Leptospirosis symptoms include fever, vomiting and headache, being many times confused with other febrile illnesses. In some cases, the disease may evolve to renal and hepatic failures, uveitis, pulmonary damage with severe pulmonary hemorrhage, and lead to death. This disease is considered a public health problem and its economic impact in the agricultural sector is also concerning (Ellis, 2015; Levett, 2001). The global burden of human leptospirosis is estimated to be 1 million cases and approximately 60,000 deaths per year (Picardeau, 2017). In Brazil, the last decade had about 4,000 confirmed cases per year, with approximately 350 cases leading to death (Magalhães, Mendes, & Melo, 2021).

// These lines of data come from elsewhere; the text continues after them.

PR #396, opened 2023-06-05
set injectLogContext to false when we use extension

zARODz11z:
### Types of changes

- [ ] Bug fix
- [ ] New feature
- [ ] Breaking change

### Check all that apply

### DIFF
--- a/src/env.spec.ts
+++ b/src/env.spec.ts
@@ -793,6 +793,66 @@ describe("setEnvConfiguration", () => {
     ]);
   });
 
+  it("sets `DD_LOGS_INJECTION` to false when `addExtension` is true", () => {
+    const handlers: FunctionInfo[] = [
+      {
+        handler: {
+          environment: {},
+          events: [],
+        },
+        name: "function",
+        type: RuntimeType.NODE,
+      },
+    ];
+
+    setEnvConfiguration(
+      {
+        addLayers: false,
+        apiKey: "1234",
+        apiKMSKey: "5678",
+        site: "datadoghq.eu",
+        subdomain: "app",
+        logLevel: "debug",
+        flushMetricsToLogs: true,
+        enableXrayTracing: true,
+        enableDDTracing: true,
+        enableDDLogs: true,
+        subscribeToAccessLogs: true,
+        subscribeToExecutionLogs: false,
+        subscribeToStepFunctionLogs: false,
+        addExtension: true,
+        enableTags: true,
+        injectLogContext: false,
+        exclude: ["dd-excluded-function"],
+        enableSourceCodeIntegration: true,
+        uploadGitMetadata: false,
+        failOnError: false,
+        skipCloudformationOutputs: false,
+      },
+      handlers,
+    );
+
+    expect(handlers).toEqual([
+      {
+        handler: {
+          environment: {
+            DD_API_KEY: "1234",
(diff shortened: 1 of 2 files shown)


zARODz11z:
odd, I already ran update snapshots and I get 3 successes (no diffs). Something else is going on with the integ tests

sfirrin (approved):

Doxify:
Hey @zARODz11z -- would this change affect the correlation of logs with traces?

image

zARODz11z:
Hey @Doxify when using the extension we should be correlating on lambda request_id. May you give me more context? i.e. language, whether you are using the forwarder or extension, whether or not you are using the lambda layer and the version numbers?

I will try to reproduce however we might have to open a support case but I would be happy to follow up on that for you!

Doxify:
Appreciate the response, @zARODz11z! Good to know that they are being correlated based on the request id. 

Here is some more context:

- Node.js (18.x) on AWS Lambda
- We are using the following layers:
    1. Datadog-Node18-x (version 91)
    2. Datadog-Extension (version 44)

The weird thing about this is that we don't see this problem in our staging environment. On the logs page in staging, there is no problem with the trace tab (that is, each log has a trace associated with it almost immediately). However, in production, it sometimes takes 10 minutes to multiple days for logs to have a trace associated with them. For example, we have logs from last week that still don't have a trace.

I appreciate the help and no worries if you can't repro, I will open a support ticket if we can't get this figured out.

zARODz11z:
@Doxify I just setup a lambda with those settings and the correlation from logs to trace and trace to logs worked out of the box, I suspect there is another piece of the puzzle.

I made sure the changes of this pr were included in the deployment, effectively the env var DD_LOGS_INJECTION=false since are using the Datadog-extension. Therefore at the moment I don't believe this PR's changes are the culprit.

Doxify:
@zARODz11z Understood -- thanks for your help. I'll do some more digging

zARODz11z:
@Doxify Feel free to keep me posted

jeancornic:
Hi,
I have a lambda function provisioned through serverless, using the extension, and traces and logs don't correlate.
The only way I found so far to activate this is through the environment variable `DD_LOGS_INJECTION` when I modify it manually in the lambda, which can't be a long term solution.
Setting `logInjection: true` on the node js tracer directly does not seem to take precedence unfortunately.

While the request id attribute is populated on both the logs (`lambda.request_id`) and the spans (`request_id`), the matching with request id does not work, and I don't get why. I'll open a support case.

I'd like to ask: why enforcing this parameter `logInjection` to be necessarily false when using the extension? What would be the problem in having it to true if the user decides it?

zARODz11z:
> Hi @zARODz11z , I have a lambda function provisioned through serverless, using the extension, and traces and logs don't correlate. The only way I found so far to activate this is through the environment variable `DD_LOGS_INJECTION` when I modify it manually in the lambda, which can't be a long term solution. Setting `logInjection: true` on the node js tracer directly does not seem to take precedence unfortunately.
> 
> While the request id attribute is populated on both the logs (`lambda.request_id`) and the spans (`request_id`), the matching with request id does not work, and I don't get why. I'll open a support case.
> 
> I'd like to ask: why enforcing this parameter `logInjection` to be necessarily false when using the extension? What would be the problem in having it to true if the user decides it?

@duncanista @astuyve (Howdy partners)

The Leptospira genus comprises 22 species, divided into 300 serovars approximately, of which more than 270 are pathogenic. This antigenic diversity is attributed to the lipopolysaccharide composition (Bulach, Kalambaheti, De La Pena-Moctezuma, & Adler, 2000; Fernandes et al., 2017; Jorge et al., 2015; Picardeau, 2013; Picardeau, 2017). Commercial vaccines used to prevent leptospirosis are bacteria-based (killed-whole cells) and confer short-term immunity. However, they do not provide cross-protection against different serovars, require annual boosters and usually fail to prevent disease transmission (Dellagostin et al., 2011; Ko, Goarant, & Picardeau, 2009). Efforts to develop recombinant vaccines against leptospirosis have focused on conserved outer membrane proteins, bacterial motility factors, lipopolysaccharides, and virulence factors that represent potential targets for immunological defense mechanisms (Dellagostin et al., 2011; Oliveira et al., 2015). Several proteins have demonstrated to stimulate a protective immune response against leptospirosis, which indicates their potential as vaccine candidates (Félix et al., 2011; Haake et al., 1999; Hartwig et al., 2013; Oliveira et al., 2016; Oliveira et al., 2015, 2018; Seixas et al., 2007).
In the diagnostics field, the microscopic agglutination test (MAT) is the gold standard technique for leptospirosis. The MAT detects antibody levels in sera from patients with suspected leptospirosis against a panel of live serovars of the pathogenic Leptospira. However, this technique presents a high number of cross-reactions among serovars and low sensitivity in the acute phase of the disease (Hartleben et al., 2013; Monte et al., 2011). Considering the drawbacks of the MAT, more sensitive techniques such as enzyme-linked immunosorbent assay (ELISA) and other immunochemical assays using recombinant leptospiral antigens have been developed as alternative methods for leptospirosis diagnosis (Bomfim, Ko, & Koury, 2005; Hartleben et al., 2013; Lizer et al., 2017; Mariya et al., 2006).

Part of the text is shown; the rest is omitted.